A Thousand Brains

This book is comprised of three different sections, more details on each section below:

  1. How the brain works
    1. The brain is composed of over 10,000 neurons. Neurons are specialized cells in the brain that consist of synapses and dendrites, which enable them to sense and transmit signals.
    2. The neocortex is the conscious part of the brain responsible for thinking and observation, while the “old brain” controls basic life functions like eating and breathing.
      • The old brain might urge you to eat a piece of cake, while the neocortex advises against it due to health concerns.
    3. The neocortex is a folded organ located in the skull, giving it a wrinkled appearance. Think of it like a napkin crumpled up and placed inside a wine glass.
    4. The brain works by observing the world through the five senses and creating models of the world based on these observations. It then uses these models to predict what is likely to happen next. This process applies to vision, hearing, smell, taste, and touch.
      • For example, your brain forms a model of the room you’re in, knowing where chairs and windows should be. If something in the room changes, your brain detects the inconsistency with the model.
      • The neocortex also builds associations between these models, creating visual maps that help us navigate. One room is connected to another, and one building on a street is next to another, enabling movement.
      • Dendrites make predictions about what you should observe next, while neurons observe the sensory input from your body.
      • The brain stores information using these models, often linking abstract concepts to concrete images or sounds. The memory palace technique is an example, where you associate a list of things with specific locations in your house or childhood street.
    5. The “thousand brains theory” suggests that each neuron in the neocortex functions as an independent brain. To make sense of observations, there is a voting mechanism within the brain that reaches a consensus on the interpretation.
      • For instance, when you see a car, your brain has already constructed a model of what a car is and how it works. This is why when presented with a 2D drawing of stairs, your brain maps it to 3D since it recognizes the model. Another example is the vase or two faces drawing, where your brain cannot perceive both simultaneously.
  1. Machine Intelligence:
    1. On generative AI (AGI) and  intelligence. The Author defines intelligence as the ability for something to model the world which it is operating and make a predictive model. Today’s AI like chat GPT cannot do this, it can process information and compare it to other information. Below are a few examples:
      1. Deep learning models must be trained before they can be deployed. This is how humans learn any skill like playing golf or driving a car.

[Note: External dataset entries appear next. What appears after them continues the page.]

PR #1425, opened 2017-01-25
Use specific key for xreport condition field

brunobesson:
`conditions` is also used in other places. Thus use `conditions study` key instead.

See https://forum.camptocamp.org/t/nouvelle-version-v6-0-8/177838/7?u=b_b

### DIFF
--- a/c2corg_ui/templates/xreport/edit.html
+++ b/c2corg_ui/templates/xreport/edit.html
@@ -393,7 +393,7 @@ from c2corg_common.attributes import default_langs, activities, event_types, \
 
             ## conditions
             <div id="conditions-group" class="form-group full">
-              <label translate>conditions</label>
+              <label translate>conditions study</label>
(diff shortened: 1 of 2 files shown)


c2corg_ui/templates/xreport/edit.html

      2. As of right now AIs have to be retrained to recognize a new object. An AI cannot be taught the model of a flower and then use that context to learn a new model of a vegetable. Just because an AI can beat any human at a game of chess does not mean it can also drive a car.
      3. This idea that machines can learn on a model based concept in the way that our brains do would be what is commonly referred to as generative AI.
    2. Consciousness
      1. Consciousness is the awareness of internal and external existence. Once machines can start building models of the world and create moment to moment memories of those models.
      2. An example of when this process does not work well is when we enter a room and wonder why we came in there in the first place. When our brains work well the neurons form a continuous memory and recall our previous thoughts.
      3. Qualia is the name for how sensory inputs are perceived and how they feel. They are subjective which is why some people like a given food and others don’t.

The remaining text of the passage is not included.